Viriditas: Musings on Magical Plants
By Margaux Crump
Excruciating, unprecedented, endless, hellscape: these are some of the words that have been used to describe Houston, Texas this summer as it roasts under a heat dome with record temperatures and extreme drought. While those of us who are able and without roots seek shade and water, much of the usually lush plant life is dead. But sprawling forth from the cracks in the concrete, one little plant is thriving under the scorching sun. Portulaca oleracea, or common purslane, is a resilient succulent with fleshy green leaves and rusty red stems. Radiating outward from a single taproot, purslane adapts to almost any soil and can withstand periods of drought. With adequate rainfall, P. oleracea is bespeckled with little yellow flowers that produce ovoid fruits holding tiny black seeds. Happily gracing unassuming places like sidewalks, roadsides, and parched fields, purslane is often underfoot but rarely acknowledged. Though maligned as a weed by some, purslane is a powerhouse of nutrition, medicine, and magic.

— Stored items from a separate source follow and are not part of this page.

Issue #1733, opened 2023-01-18
Failed to fetch dynamically imported module: https://[redacted]/apps/escape/assets/DiaryAddNote.eeefdfc8.js


belisarius222:
```
TypeError: Failed to fetch dynamically imported module: https://[redacted]/apps/escape/assets/DiaryAddNote.eeefdfc8.js
```

This happens each time I click the "Add Note" button in the `halbex-palheb/uf-public/channels/diary/~halbex-palheb/infrastructure-6618` channel of the UF Public group.  The error also shows up in a modal dialog.

patosullivan:
It looks like this is happening in Escape. Can you try the same thing in Groups?

tomholford:
Smoothbrain: a dedicated `catch` clause for this specific error that triggers `location.reload`

Ideal: a healthcheck / hash endpoint that is polled periodically; when a new version is deployed / frontend is stale, show a butter bar notification to reload the app

PR #1829, opened 2023-01-30
support improvement omnibus

patosullivan:
This is for #1733, but also includes some other nice features.

I added a kiln state (required updated @urbit/api) that we can use to get info about desks the user has installed (same as in %garden/landscape). For now, we can use this to surface the base hash of the app that the user is currently looking at, but we could use it in the future to check for the existence of other apps that we could interoperate with.

This PR adds:

1) A way to poll the backend to find out if we have an update:

https://user-images.githubusercontent.com/1221094/215599321-af9a025d-1d23-4e54-b3d1-b8709d872487.mov

2) An "About Groups" (or Talk) modal that shows basic information:

https://user-images.githubusercontent.com/1221094/215598995-472cd514-4f69-4776-b730-ce0c26ba60ec.mov

### DIFF
--- a/ui/src/components/AboutDialog.tsx
+++ b/ui/src/components/AboutDialog.tsx
@@ -43,8 +43,10 @@ export default function AboutDialog() {
           </span>
           <span className="text-sm text-gray-500">{appDescription}</span>
           <div className="flex flex-row items-center text-sm">
-            <span className="font-bold text-gray-500">Hash:</span>
-            <code className="ml-2 break-all">{pike?.hash}</code>
+            <div className="flex flex-row items-end">
+              <span className="font-bold text-gray-500">Hash:</span>
+              <code className="ml-2 break-all">{pike?.hash}</code>
+            </div>
             <IconButton
               label="Copy Hash"
               icon={
--- a/ui/src/components/AboutDialog.tsx
+++ b/ui/src/components/AboutDialog.tsx
@@ -1,5 +1,6 @@
 import { useDismissNavigate } from '@/logic/routing';
 import { isTalk, useCopy } from '@/logic/utils';
+import { useCharge } from '@/state/docket';
 import { usePike } from '@/state/kiln';
 import Dialog, { DialogContent } from './Dialog';
 import IconButton from './IconButton';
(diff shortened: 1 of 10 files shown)


jamesacklin (changes requested):
Looks good, can you set the About Groups text color to the customary gray?

patosullivan:
> Looks good, can you set the About Groups text color to the customary gray?

@jamesacklin sure, in the modal itself or in the dropdown?

jamesacklin:
In the dropdown.

One more nit: please align the baselines of the hash and the label text beside it.

Screenshot 2023-01-30 at 5 10 44 PM

ui/src/components/AboutDialog.tsx
```diff
@@ -0,0 +1,79 @@
...
+  );
+
+  const onOpenChange = (open: boolean) => {
+    if (!open) {
+      dismiss();
+    }
+  };
+
+  const appDescription = isTalk
+    ? `Send encrypted direct messages to one or many friends.
```
arthyn, line 26: I think if you wanted to we could pull this from the treaty instead of hardcoding

ui/src/components/Sidebar/Sidebar.tsx
```diff
@@ -64,6 +66,15 @@ export function GroupsAppMenu() {
                 Submit Feedback
               </DropdownMenu.Item>
             </a>
+            <Link
+              to="/about"
+              className="no-underline"
+              state={{ backgroundLocation: location }}
+            >
+              <DropdownMenu.Item className="dropdown-item pl-3 text-blue">
```
arthyn, line 74: in the video it looked like this text was center aligned, but it should be left aligned

ui/src/state/bootstrap.ts
```diff
@@ -6,13 +6,16 @@ import { useDiaryState } from './diary';
...
+import useKilnState from './kiln';
 import { useSettingsState } from './settings';
 import { useStorage } from './storage';
 
-export default function bootstrap() {
+export default async function bootstrap() {
   useGroupState.getState().start();
   useChatState.getState().start();
 
+  useKilnState.getState().initializeKiln();
```
arthyn, line 17: I would call this last it's pretty low priority

arthyn (changes requested):
this is awesome and gives us a good place to potentially put release notes if we wanted. just a few nits

ui/src/components/AboutDialog.tsx
patosullivan: Yeah, this is a great idea.

ui/src/components/Sidebar/Sidebar.tsx
patosullivan: The other dropdown item is center aligned, though.

arthyn: weird I didn't think we center aligned anything lol

arthyn (approved):
lgtm!

PR #1832, opened 2023-01-30
Fix navigation on lack of read perms on channels

patosullivan:
I don't know if we have an issue for this, but users were being redirected to /groupflag/actvity (regardless of app) if they didn't have read permissions on a channel.

I had thought we already fixed this, but apparently we didn't.

### DIFF
--- a/ui/src/chat/ChatChannel.tsx
+++ b/ui/src/chat/ChatChannel.tsx
@@ -19,6 +19,7 @@ import {
   canReadChannel,
   canWriteChannel,
   isChannelJoined,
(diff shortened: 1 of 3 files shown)


patosullivan:
> I had this in my branch probably why you thought that

@arthyn which branch?

arthyn:
#1820

patosullivan:
@arthyn I'm not seeing it there

arthyn (approved):
I had changed the urls so they weren't relative which was the issue, but you took it a step further here. lgtm

Issue #1430, opened 2022-12-12
chat: visual duplication of some chat messages


litmus-ritten:
Since Landscape 1, I have noticed that some chat messages are temporarily visually duplicated on post. This only happens to my own messages, survives navigation to different contexts within Groups, but the duplicate message disappears on refresh. This affects both textual and graphical chat messages.

**Graphical example**

![urbit - landscape 1 duplicate message bug](https://user-images.githubusercontent.com/62781197/206976657-87f73c62-a72f-4e4a-80fa-60d0d24b9366.png)

**To Reproduce**
1. Chat in groups.
2. Observe that sometimes a message is duplicated on post.

**Expected behaviour**
Chat messages should only show up once per message.

**Additional context:**
- Ship type: planet
- Instance type: self-hosted with CLI
- OS/browser: Vivaldi on Linux

arthyn:
Possibly fixed with #1803, but can't reliably repro

litmus-ritten:
I'm still seeing this. Could reproducibility be a function of pier speed and/or network speed?

arthyn:
that pr hasn't been deployed yet sorry

PR #1838, opened 2023-01-31
chat: dont add messages already indexed

arthyn:
OTT this should be the final fix for #1430 our white whale


patosullivan (approved):
Great!

Issue #1787, opened 2023-01-25
chat: date dividers not rendered until unreads dismissed


tomholford:
This happens for any chat channel with unreads. When first loaded, no date dividers are rendered. Then, when the notifications are dismissed (either by the timer or by clicking the X), they are then subsequently rendered.

https://user-images.githubusercontent.com/16504501/214528164-6e74a3dd-dc37-4fb7-bc52-823ab6c6e4be.mp4

PR #1842, opened 2023-01-31
chat: do not hide date dividers while chat is unread

patosullivan:
For #1787


tomholford (approved):
Love the ol' one-liner. This also removes an unnecessary re-render :heart: LGTM

jamesacklin (approved):

PR #1850, opened 2023-02-01
chat: do not allow send on submit if send is disabled on chatinput

patosullivan:
This was a cause for the "broken images" appearing in chat. Users could just hit enter on the input and it would send the non-uploaded image url.


jamesacklin (approved):
Yes

PR #1855, opened 2023-02-02
heap: prevent double comments on Curios

### LINKED ISSUE #1576: gallery: Double comment
If I hit enter quickly enough, I can 

**To Reproduce**
1. Load a post in Collections
2. Write comment
3. Hit enter really fast, twice
4. /1/chan/heap/~dabben-larbet/interface-1720/curio/170141184505978111400233779297014251520

**Expected behavior**
There should be one instance of any comment

**Additional context:**
- Ship type (comet/moon/planet/star/galaxy)
- Instance type (Tlon-hosted/self-hosted with Port/CLI)
- OS/browser (Safari on MacOS, Chrome on Windows, Firefox on Linux, etc.)

tomholford:
This resolves #1576 by clearing the editor input before poking the curio. Previously, it would be cleared after submission, which would allowed a brief window to double post by spamming Enter (before the component could process the state update). I tried other approaches (e.g., do not send if isPending), but they were causing weird side effects or extraneous renders.

Also, add keys to mapped comments in HeapDetail view to suppress console error.

https://user-images.githubusercontent.com/16504501/216317586-6e287363-b332-4b58-94cb-1838c818c58a.mov

### DIFF
--- a/ui/src/heap/HeapDetail/HeapDetailSidebar/HeapDetailComments.tsx
+++ b/ui/src/heap/HeapDetail/HeapDetailSidebar/HeapDetailComments.tsx
@@ -32,8 +32,8 @@ export default function HeapDetailComments({ time }: HeapDetailCommentsProps) {
       >
         {Array.from(comments)
           .sort(([a], [b]) => a.compare(b))
-          .map(([, curio]) => (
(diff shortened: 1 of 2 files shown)


patosullivan (approved):
lgtm

PR #2275, opened 2023-04-10
chat: lift chat hover state to chat store, use router for emoji picker open state on mobile

### LINKED ISSUE #2253: emoji picker closes immediately on mobile (sometimes)

patosullivan:
- Fixes the issue where the emoji picker would disappear if you hovered slightly out of/away from the chat message that spawned it by lifting hover state up into the chat store
- Adds 100px of padding on the left and the top of the emoji picker to prevent it from accidentally closing if the user hovers over another message outside of the picker.
- Fixes #2253, the issue where users on latest android couldn't use the emoji picker on mobile

### DIFF
--- a/ui/src/chat/useChatStore.ts
+++ b/ui/src/chat/useChatStore.ts
@@ -12,7 +12,7 @@ export interface ChatInfo {
     brief: ChatBrief; // lags behind actual brief, only gets update if unread
   };
   dialogs: Record<string, Record<string, boolean>>;
-  hovering: Record<string, boolean>;
+  hovering: string;
   failedToLoadContent: Record<string, Record<number, boolean>>;
 }
 
@@ -49,7 +49,7 @@ const emptyInfo: ChatInfo = {
   blocks: [],
   unread: undefined,
   dialogs: {},
-  hovering: {},
+  hovering: '',
   failedToLoadContent: {},
 };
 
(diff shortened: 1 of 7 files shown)


ui/src/chat/useChatStore.ts
```diff
@@ -12,6 +12,7 @@ export interface ChatInfo {
     brief: ChatBrief; // lags behind actual brief, only gets update if unread
   };
   dialogs: Record<string, Record<string, boolean>>;
+  hovering: Record<string, boolean>;
```
arthyn, line 15: I think you just want this to be a string, because we shouldn't ever have more than one message hovered. As is right now you can get multiple hovers.

ui/src/chat/useChatStore.ts
```diff
@@ -225,6 +239,26 @@ export function useChatDialog(
   };
 }
 
+export function useChatHovering(
+  whom: string,
+  writId: string
+): { hovering: boolean; setHovering: (hovering: boolean) => void } {
+  const { setHovering } = useChatStore.getState();
+  const hovering = useChatStore(
```
arthyn, line 247: Given what I said above this would just change to be `hovering === writId`

arthyn (changes requested):
Let's make sure we can't get duplicates, also getting no routes matched when I try this on mobile in talk

PR #2278, opened 2023-04-11
perf: update indexedb persistor to store queries separately

patosullivan:
re: our discussion yesterday, took a stab at writing our own persistor client.


patosullivan:
> seems much slower actually, I guess because we're separately awaiting each query to be read from the cache on restore.

might have been a temporary issue with the dev moon I was using, seems fine now.

jamesacklin:
Won't delete the branch, just closing the PR for now.

PR #2280, opened 2023-04-11
Fix twitter embeds in heap detail in safari

### LINKED ISSUE #2279: heap: twitter embeds in heapdetail don't work in safari
Probably just need to match what we're doing with the twitter embeds in the lightbox in chat.

patosullivan:
Fixes #2279 by providing a definite height/width for twitter embeds like we do in the lightbox (and which safari seems to require).

Also account for scrollable content in the heapdetail (if a user were to link to a tweet in a thread, for instance)


arthyn (approved):
lgtm

PR #2284, opened 2023-04-11
emojis: indicate which were sent by the user

### LINKED ISSUE #2098: chat: indicate which emoji reactions were sent by me
UX suggestion: there's currently no indication which emoji reaction was left by me and which was left by someone else, until I hover over and see my name and the X icon. Having a separate color background for reactions I have added to, and removing the (+) icon to the right if I've already reacted should provide a clearer experience here.

Example: in the screenshot below, the top reaction is one someone did on my post while the bottom is one I did - they look the same at a glance.

Screenshot 2023-03-08 at 10 46 46 AM

patosullivan:
Fixes #2098


arthyn (approved):
lgtm

PR #2293, opened 2023-04-12
devex: Create multiship dev mode

patosullivan:
Add a VITE_SHIP_URL2 and run `npm run multi` or `npm run multichat` to run the dev server for two ships concurrently.


arthyn (approved):
ty this will help a lot with backend changes

PR #2295, opened 2023-04-13
Lay the groundwork for dynamic user themes.

patosullivan:
This PR lays the groundwork to allow dynamic user themes by replacing our hardcoded colors in the tailwind config with CSS custom properties. At the moment, we're just using our existing "default" theme. A theme would consist of both a "light" and "dark" set of colors.

This PR does not add the actual functionality to allow the user to change the colors, but that will be straightforward. We could surface the functionality in settings and stick their theme colors in the settings store for the groups or talk desks. We could also just store their theme settings in localStorage on the browser (via zustand and persist).

Only outstanding issue I've found is the GroupHeader SidebarItem not highlighting properly. @jamesacklin, you worked on that, is there something I'm missing there?


jamesacklin:
Won't delete the branch, just closing the PR for now.

PR #2299, opened 2023-04-13
Add settings modal, switch to react query for settings state.

patosullivan:
This adds a simple settings modal that currently just displays toggles for various calm settings.

Also switches us over to react-query for settings state.

@urcades I just threw this together to kick this thing off, feel free to critique or point me at some figma files.

Looks like this: 

https://user-images.githubusercontent.com/1221094/231873705-07cc64b6-a944-48be-a767-2e9542b452fd.mov


ui/src/components/icons/PencilSettingsIcon.tsx
```diff
@@ -0,0 +1,19 @@
+import { IconProps } from './icon';
+
+export default function PencilSettingsIcon({ className }: IconProps) {
+  return (
+    <svg
+      className={className}
+      xmlns="http://www.w3.org/2000/svg"
+      viewBox="0 0 18 18"
```
arthyn, line 8: seems like a weird size you may want to re-export making sure you get the surrounding frame should either be 16 or 24

ui/src/components/SettingsDialog.tsx
```diff
@@ -0,0 +1,104 @@
...
+import { SettingsState, useCalm, useSettingsState } from '@/state/settings';
+import { isTalk } from '@/logic/utils';
+import Dialog from './Dialog';
+import Setting from './Setting';
+
+async function toggle(property: keyof SettingsState['calmEngine']) {
+  const selProp = (s: SettingsState) => s.calmEngine[property];
+  const state = useSettingsState.getState();
+  const curr = selProp(state);
+  await state.putEntry('calmEngine', property, !curr);
```
arthyn, line 11: I think putEntry uses poke under the hood, if we switched it to `trackedPoke` progress would be a little more accurate.

arthyn (approved):
lgtm, two suggestions

patosullivan:
Made @arthyn's suggested changes, now using trackedPoke and an appropriately sized icon:

image

Also worth noting that the calm settings here are *per desk*, not universal. I.e., if you set something in this modal it will just be for groups or talk.

ui/src/state/settings.ts
```diff
@@ -161,8 +176,39 @@ export const useSettingsState = createState<BaseSettingsState>(
...
+              'entry-key': key,
+              value: val,
+            },
+          },
+        },
+        {
+          app: 'settings-store',
+          path: `/desk/${window.desk}`,
+        },
+        (event) => {
```
arthyn, line 196: I think you may be able to omit this checking function and it will still work since the subscription already has the reduce and the default checker on tracked poke does a deep equal

urcades:
> Also worth noting that the calm settings here are per desk, not universal. I.e., if you set something in this modal it will just be for groups or talk.

This is perfect, exactly how I'd imagine this to work as someone encountering it!

I only have a few minor suggestions, mostly around spacing:

Screenshot 2023-04-14 at 10 07 40 AM

Screenshot 2023-04-14 at 10 08 45 AM

Essentially, we should try and ensure that "settings forms/pages" adhere to a wider 32px spacing scheme around major section elements, and set items within sections to 16px — this makes it a little easier to visually parse which sections field clusters belong to.

urcades:
In addition to minor spacing updates, I have a few additional thoughts around changing the terminology/copy of these interfaces to make it more clear this is Groups-scoped:

Overview:

App Settings Modal

Details:

We can stand to update the label in the dropdown to state "App Settings", which make it a little clearer that the resulting interface is for this particular app, and nothing else. We probably shouldn't use "Groups Settings" since the objects contained in the app are called Groups, and people might figure that this interface is targeting actual groups, not the Groups app.

Screenshot 2023-04-14 at 10 30 49 AM

Next, are a few instances of clarifying the language of the fields' labels in order to make it clear that the settings are scoped to the app itself:

Screenshot 2023-04-14 at 10 33 29 AM

You can copy out the text for these fields from [Figma](https://www.figma.com/file/QMM0PcJyuKWrXY2n4VpQp1/2023-Q2-Groups?node-id=122%3A25788&t=vjAMUj1GAAJYwYfU-1), using the inspect interface.

urcades (changes requested):
I forgot to leave a review status

patosullivan:
image

ui/src/state/settings.ts
```diff
@@ -300,27 +324,58 @@ export function useDiaryCommentSortMode(flag: string): 'asc' | 'dsc' {
...
 }
 
-const selLoaded = (s: SettingsState) => s.loaded;
-export function useSettingsLoaded() {
-  const loaded = useSettingsState(selLoaded);
-  return loaded;
+export function useMessagesFilter() {
+  const { data, isLoading } = useSettings();
+
+  if (isLoading || data === undefined || data.groups === undefined) {
```
arthyn, line 365:
```suggestion
  if (isLoading || data === undefined || data.talk === undefined) {
```

arthyn (approved):
just need to commit that suggestion then gtg

PR #2301, opened 2023-04-13
reconnect: fan out refetching a little so we don't choke reconnection

arthyn:
OTT, this should make reconnects a little smoother. We have a little more room here we can play with if this isn't enough.


patosullivan (approved):
Makes sense to me

PR #2308, opened 2023-04-14
Add loading state for initial group load

### LINKED ISSUE #2306: groups: joining a group has no loaders
A feeling of helplessness and confusion accompanies joining a new group, even if the group "join" succeeds. Most of this boils down to the following conditions:
(A) you've joined the group
(B) you've navigated to the new group
(C) you're waiting for more content to fill itself in

image

Sometimes, the group name populates here. Sometimes, it doesn't. We should fix this.

**To Reproduce**
1. Join a new group
2. Allow yourself to be navigated to the group
3. Observe empty/questionable group state while content gets downloaded from the host

**Expected behavior**
I would expect some kind of loading indicator. A centered spinner in the main stage at the very least would be appropriate here. Lots of apps generate some silly technobabble "Reticulating splines..." to keep you around while waiting -- we could do something more straightforward "Downloading group data from host..." _or_ we could fake out the actual dojo response one would expect to see when transferring this data across the network. Up to us, really -- anything but a blank screen.

patosullivan:
Fixes #2306

Also tweaked the queryKeys (use 'groups', not 'group' for useGroup) and tweaked the behavior of useGroupLeaveMutation due to some weirdness I saw around group leaves.

### DIFF
--- a/ui/src/groups/GroupSidebar/ChannelList.tsx
+++ b/ui/src/groups/GroupSidebar/ChannelList.tsx
@@ -12,7 +12,6 @@ import {
 } from '@/logic/utils';
 import { useIsMobile } from '@/logic/useMedia';
 import { useGroup, useGroupFlag, useVessel } from '@/state/groups';
-import CaretDown16Icon from '@/components/icons/CaretDownIcon';
 import SortIcon from '@/components/icons/SortIcon';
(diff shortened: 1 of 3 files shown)


arthyn (approved):
makes sense to me

PR #2309, opened 2023-04-14
diary/heap: fix initialization and stabilize refs

arthyn:
There were multiple issues here. First of all outlines and notes were missing the type property which is what we were using to differentiate between the two. Second of all, we were persisting our rich map types, but those weren't rehydrating when the app opens so we weren't actually getting any benefit from those. 

The main issue though was that the initialize call was not gated anymore because we were implicitly using the "is subbed" flag previously to also prevent subsequent initializations. However to work with the new reconnect behavior we needed allow it to be called multiple times. So to stabilize it, I've made it check to see if it already has all the new values and if it does it simply doesn't update the map and therefore won't trigger new renders.

Also I found a huge source of slowness, groups were too aggressively subscribing we should probably be cautious about granular subscriptions and default them to off.

I'm still working on a few things here, but this should fix the issues we were seeing.

### DIFF
--- a/ui/src/diary/DiaryChannel.tsx
+++ b/ui/src/diary/DiaryChannel.tsx
@@ -117,7 +117,6 @@ function DiaryChannel() {
     ? canReadChannel(channel, vessel, group?.bloc)
     : false;
 
-  console.log(letters.size, joined, joining, channel, canRead);
 
   useEffect(() => {
     if (!joined) {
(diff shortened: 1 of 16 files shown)


ui/src/diary/DiaryChannel.tsx
```diff
@@ -116,6 +117,8 @@ function DiaryChannel() {
     ? canReadChannel(channel, vessel, group?.bloc)
     : false;
 
+  console.log(letters.size, joined, joining, channel, canRead);
```
arthyn, line 120:
```suggestion
```

patosullivan (approved):
Looks good to me and runs well locally.

PR #2321, opened 2023-04-17
skeins: Use appropriate queryKeys

### LINKED ISSUE #2320: Notifications aren't marked as read without refresh
When I click 'Mark as read' I still have unread notifs.

**To Reproduce**
1. Go to the root Groups screen
2. Click on Mark as Read
3. See error

**Expected behavior**
The notifs should be marked as read

Here's a video: 
https://drive.google.com/file/d/1GwqpbG_WNV0OQT5wwmuPMd2pbA2kRcdq/view?usp=share_link

**Additional context:**
- OS/browser Safari on MacOS

patosullivan:
We were using 'undefined' in cases where we weren't fetching skeins for a whole desk, just a group. We should just use the desk name.

We also weren't invalidating/cancelling existing skeins queries for groups.

The first issue may have been causing some weird behavior, the second issue definitely prevented a user from marking all groups activity updates as read.

Should fix #2320

### DIFF
--- a/ui/src/state/hark.ts
+++ b/ui/src/state/hark.ts
@@ -62,7 +62,7 @@ export function useBlanket(flag?: Flag) {
 
 export function useSkeins(flag?: Flag) {
   const { data, ...rest } = useReactQuerySubscription({
-    queryKey: ['skeins', flag ? flag : undefined],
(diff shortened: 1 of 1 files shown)


arthyn (approved):
lgtm

PR #3053, opened 2023-11-30
scroller: fix jumping in threads

dnbrwstr:
This PR fixes scroller jumps inside threads. The root issue was that `hasLoadedNewest` and `hasLoadedOldest` didn't match reality in thread contexts. While fixing that, I realized it'd be simpler to track load direction by just passing loading parameters in directly and updating state when they change. That way, we only invert the scroller if we're *actually* loading a new page. 

Fixes LAND-1295


arthyn (approved):
lgtm, didn't test yet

P. oleracea is beloved by cultures across the globe and utilized by many traditional medicine systems. Characterized as cooling and moistening, it has anti-inflammatory, antioxidant, antimicrobial, and neuroprotective properties. It soothes coughs, relaxes muscles, aids in wound healing, and lowers cholesterol.1 Known as ma-chi-xian in Chinese, purslane is considered a long-life vegetable praised for its ability to clear heat, resolve toxicity, and ease the intestines.2 Dioscorides shares this assessment, recommending purslane for headaches, inflammation, burning conditions, wounds, and intestinal worms. He also notes that purslane is an anaphrodisiac which “dissolves the hot desire to sexual union.”3 Ibn-Sina echoes this, adding that excessive use may also cause day-blindness.4 Gerard’s Herball and Parkinson’s Theatrum botanicum, sing the same praises of purslane, but Parkinson spices things up a bit, sharing that purslane “juyce also is used with oyle of Roses . . . for blastings by lightening, or planets, and for burnings by Gunpowder, or other wise, as also for womens sore breasts.”5 Surprisingly, Hildegard isn’t a fan, holding that cold, mucus producing purslane “is not profitable for a person to eat.”6 You can’t win them all.
Purslane is not classically witchy. It flies, for the most part, under the occult radar. It doesn’t have the bite of the baneful herbs brandished in popular media, nor does it have the mass appeal of the kitchen herbs, but it does have a solid and curious magical history making it more than deserving of a second glance on the sidewalk. P. oleracea is commonly aligned with the moon. Lunar herbs are often moist, juicy, succulent, and sometimes salty. Purslane is all these things. In Sylva Sylvarum, Francis Bacon notes, “The Influences of the Moon (most observed) are four; the drawing forth of Heat; the Inducing of Putrefaction; the increase of Moisture; the exciting of the Motions of Spirits.”7 This nicely reflects purslane’s medicinal classification as a cooling and moistening herb used to clear heat. Similarly, purslane’s lunar signature may also be seen in Ibn-Sina’s concern that overuse could induce day blindness, or the inability to see clearly by the light of the sun.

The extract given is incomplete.